ASSIGNMENT: Your answer must consist of exactly the lines below, starting with the line with "This doesn't look" and going on through the line with "Only issue I've", and nothing else.

DATA TO EXAMINE:
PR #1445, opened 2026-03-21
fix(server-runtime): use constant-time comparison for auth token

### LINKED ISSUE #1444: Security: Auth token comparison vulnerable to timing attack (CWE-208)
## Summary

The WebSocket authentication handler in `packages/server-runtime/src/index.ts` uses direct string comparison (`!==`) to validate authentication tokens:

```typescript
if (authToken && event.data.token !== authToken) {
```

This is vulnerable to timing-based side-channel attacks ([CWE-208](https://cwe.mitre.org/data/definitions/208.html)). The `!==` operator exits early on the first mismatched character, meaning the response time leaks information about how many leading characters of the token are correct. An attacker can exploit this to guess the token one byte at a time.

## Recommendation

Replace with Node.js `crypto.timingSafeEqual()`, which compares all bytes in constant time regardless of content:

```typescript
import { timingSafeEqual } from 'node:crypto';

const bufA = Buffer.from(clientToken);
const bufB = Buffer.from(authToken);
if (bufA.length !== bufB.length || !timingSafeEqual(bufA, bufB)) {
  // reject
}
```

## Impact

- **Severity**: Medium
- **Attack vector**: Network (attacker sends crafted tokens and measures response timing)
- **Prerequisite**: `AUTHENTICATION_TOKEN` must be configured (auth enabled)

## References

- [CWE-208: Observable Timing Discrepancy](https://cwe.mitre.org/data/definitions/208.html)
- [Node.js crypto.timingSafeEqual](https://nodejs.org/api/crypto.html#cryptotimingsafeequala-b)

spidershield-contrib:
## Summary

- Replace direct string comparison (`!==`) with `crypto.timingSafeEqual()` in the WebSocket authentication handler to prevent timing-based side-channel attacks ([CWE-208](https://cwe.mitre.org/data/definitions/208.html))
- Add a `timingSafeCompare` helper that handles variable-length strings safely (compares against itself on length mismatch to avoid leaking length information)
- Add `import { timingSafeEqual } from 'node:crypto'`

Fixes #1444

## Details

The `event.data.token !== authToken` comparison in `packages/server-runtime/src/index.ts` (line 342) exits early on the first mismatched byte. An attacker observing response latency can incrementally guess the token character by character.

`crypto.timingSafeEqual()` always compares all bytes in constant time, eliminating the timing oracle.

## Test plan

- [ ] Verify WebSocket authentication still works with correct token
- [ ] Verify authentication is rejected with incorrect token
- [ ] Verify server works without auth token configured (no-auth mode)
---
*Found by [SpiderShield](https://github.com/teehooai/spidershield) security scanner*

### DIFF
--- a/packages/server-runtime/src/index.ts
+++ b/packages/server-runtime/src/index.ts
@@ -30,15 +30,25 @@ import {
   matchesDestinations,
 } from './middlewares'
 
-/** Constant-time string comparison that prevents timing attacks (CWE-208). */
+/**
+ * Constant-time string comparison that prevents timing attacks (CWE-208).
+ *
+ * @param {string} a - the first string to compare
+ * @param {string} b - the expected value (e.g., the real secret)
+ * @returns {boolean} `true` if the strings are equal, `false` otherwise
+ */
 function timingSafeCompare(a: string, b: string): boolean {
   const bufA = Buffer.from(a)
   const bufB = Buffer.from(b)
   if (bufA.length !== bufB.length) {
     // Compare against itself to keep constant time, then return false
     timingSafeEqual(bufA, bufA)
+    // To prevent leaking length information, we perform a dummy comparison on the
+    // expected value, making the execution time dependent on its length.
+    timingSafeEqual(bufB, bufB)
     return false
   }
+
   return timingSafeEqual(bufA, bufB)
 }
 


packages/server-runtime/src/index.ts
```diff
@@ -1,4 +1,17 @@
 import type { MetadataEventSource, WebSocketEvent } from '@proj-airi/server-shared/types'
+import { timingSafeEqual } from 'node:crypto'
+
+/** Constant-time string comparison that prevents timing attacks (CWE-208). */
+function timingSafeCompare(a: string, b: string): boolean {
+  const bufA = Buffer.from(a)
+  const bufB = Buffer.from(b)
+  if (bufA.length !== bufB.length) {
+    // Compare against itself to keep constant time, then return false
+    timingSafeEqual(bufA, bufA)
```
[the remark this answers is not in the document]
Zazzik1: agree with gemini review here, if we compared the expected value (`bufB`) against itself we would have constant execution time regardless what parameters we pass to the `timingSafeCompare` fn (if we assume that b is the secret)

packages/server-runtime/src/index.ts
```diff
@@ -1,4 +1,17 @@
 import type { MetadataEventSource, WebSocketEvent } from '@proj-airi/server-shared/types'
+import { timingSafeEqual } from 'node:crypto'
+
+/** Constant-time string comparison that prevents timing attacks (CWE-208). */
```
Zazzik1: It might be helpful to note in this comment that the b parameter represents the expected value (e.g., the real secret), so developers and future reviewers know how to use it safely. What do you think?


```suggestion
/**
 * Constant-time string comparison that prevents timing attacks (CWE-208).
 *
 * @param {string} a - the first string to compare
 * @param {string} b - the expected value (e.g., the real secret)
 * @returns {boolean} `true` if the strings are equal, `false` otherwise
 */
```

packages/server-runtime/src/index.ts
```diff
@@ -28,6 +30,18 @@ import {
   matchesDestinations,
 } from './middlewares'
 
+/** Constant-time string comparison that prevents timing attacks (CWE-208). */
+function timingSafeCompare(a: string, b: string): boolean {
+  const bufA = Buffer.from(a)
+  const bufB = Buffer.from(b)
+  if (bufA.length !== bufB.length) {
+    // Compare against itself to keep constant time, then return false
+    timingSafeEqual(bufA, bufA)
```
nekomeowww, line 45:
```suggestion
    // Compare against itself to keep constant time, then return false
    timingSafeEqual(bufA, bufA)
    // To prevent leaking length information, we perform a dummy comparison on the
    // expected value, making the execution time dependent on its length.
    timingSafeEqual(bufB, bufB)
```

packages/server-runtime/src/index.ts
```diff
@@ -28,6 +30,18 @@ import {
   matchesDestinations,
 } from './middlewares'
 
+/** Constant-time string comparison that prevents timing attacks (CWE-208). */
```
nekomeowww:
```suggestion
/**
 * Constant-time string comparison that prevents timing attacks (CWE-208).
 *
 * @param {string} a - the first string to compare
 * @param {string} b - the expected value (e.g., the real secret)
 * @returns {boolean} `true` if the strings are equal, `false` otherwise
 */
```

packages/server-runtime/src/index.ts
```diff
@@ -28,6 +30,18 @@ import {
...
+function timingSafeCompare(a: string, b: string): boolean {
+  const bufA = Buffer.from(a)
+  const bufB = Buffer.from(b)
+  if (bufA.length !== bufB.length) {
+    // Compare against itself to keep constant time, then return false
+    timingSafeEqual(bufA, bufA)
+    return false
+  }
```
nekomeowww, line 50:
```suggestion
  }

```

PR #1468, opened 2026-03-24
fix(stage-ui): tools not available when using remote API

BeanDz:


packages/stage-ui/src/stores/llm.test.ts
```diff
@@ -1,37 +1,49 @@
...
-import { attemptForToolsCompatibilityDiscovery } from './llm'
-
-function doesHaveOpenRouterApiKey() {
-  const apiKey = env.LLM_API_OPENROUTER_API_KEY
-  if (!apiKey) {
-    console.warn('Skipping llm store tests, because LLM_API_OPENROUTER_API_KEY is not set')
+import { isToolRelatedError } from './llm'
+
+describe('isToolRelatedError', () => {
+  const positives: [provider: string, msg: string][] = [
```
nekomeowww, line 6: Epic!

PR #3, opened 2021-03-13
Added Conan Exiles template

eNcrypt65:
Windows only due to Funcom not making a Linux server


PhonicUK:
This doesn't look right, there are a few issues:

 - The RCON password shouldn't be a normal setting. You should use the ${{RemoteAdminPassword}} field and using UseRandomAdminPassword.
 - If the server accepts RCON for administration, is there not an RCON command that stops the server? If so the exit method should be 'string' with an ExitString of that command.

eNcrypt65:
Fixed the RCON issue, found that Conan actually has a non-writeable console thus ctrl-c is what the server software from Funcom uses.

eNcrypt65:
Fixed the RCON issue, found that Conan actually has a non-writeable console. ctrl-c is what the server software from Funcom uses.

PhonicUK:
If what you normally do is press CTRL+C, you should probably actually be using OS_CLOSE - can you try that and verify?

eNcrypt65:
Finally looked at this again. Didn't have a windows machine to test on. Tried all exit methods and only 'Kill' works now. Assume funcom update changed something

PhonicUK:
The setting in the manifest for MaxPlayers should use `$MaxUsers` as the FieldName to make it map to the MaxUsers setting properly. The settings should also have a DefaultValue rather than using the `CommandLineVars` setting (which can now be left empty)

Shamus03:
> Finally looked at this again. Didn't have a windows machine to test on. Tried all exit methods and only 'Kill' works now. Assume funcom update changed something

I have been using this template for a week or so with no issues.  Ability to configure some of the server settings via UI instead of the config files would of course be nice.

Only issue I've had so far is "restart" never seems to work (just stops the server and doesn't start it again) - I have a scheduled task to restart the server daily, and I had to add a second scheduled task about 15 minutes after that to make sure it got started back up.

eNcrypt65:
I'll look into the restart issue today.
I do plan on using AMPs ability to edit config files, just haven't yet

RESPONSE FOR THIS EXERCISE:
This doesn't look right, there are a few issues:

 - The RCON password shouldn't be a normal setting. You should use the ${{RemoteAdminPassword}} field and using UseRandomAdminPassword.
 - If the server accepts RCON for administration, is there not an RCON command that stops the server? If so the exit method should be 'string' with an ExitString of that command.

eNcrypt65:
Fixed the RCON issue, found that Conan actually has a non-writeable console thus ctrl-c is what the server software from Funcom uses.

eNcrypt65:
Fixed the RCON issue, found that Conan actually has a non-writeable console. ctrl-c is what the server software from Funcom uses.

PhonicUK:
If what you normally do is press CTRL+C, you should probably actually be using OS_CLOSE - can you try that and verify?

eNcrypt65:
Finally looked at this again. Didn't have a windows machine to test on. Tried all exit methods and only 'Kill' works now. Assume funcom update changed something

PhonicUK:
The setting in the manifest for MaxPlayers should use `$MaxUsers` as the FieldName to make it map to the MaxUsers setting properly. The settings should also have a DefaultValue rather than using the `CommandLineVars` setting (which can now be left empty)

Shamus03:
> Finally looked at this again. Didn't have a windows machine to test on. Tried all exit methods and only 'Kill' works now. Assume funcom update changed something

I have been using this template for a week or so with no issues.  Ability to configure some of the server settings via UI instead of the config files would of course be nice.

Only issue I've had so far is "restart" never seems to work (just stops the server and doesn't start it again) - I have a scheduled task to restart the server daily, and I had to add a second scheduled task about 15 minutes after that to make sure it got started back up.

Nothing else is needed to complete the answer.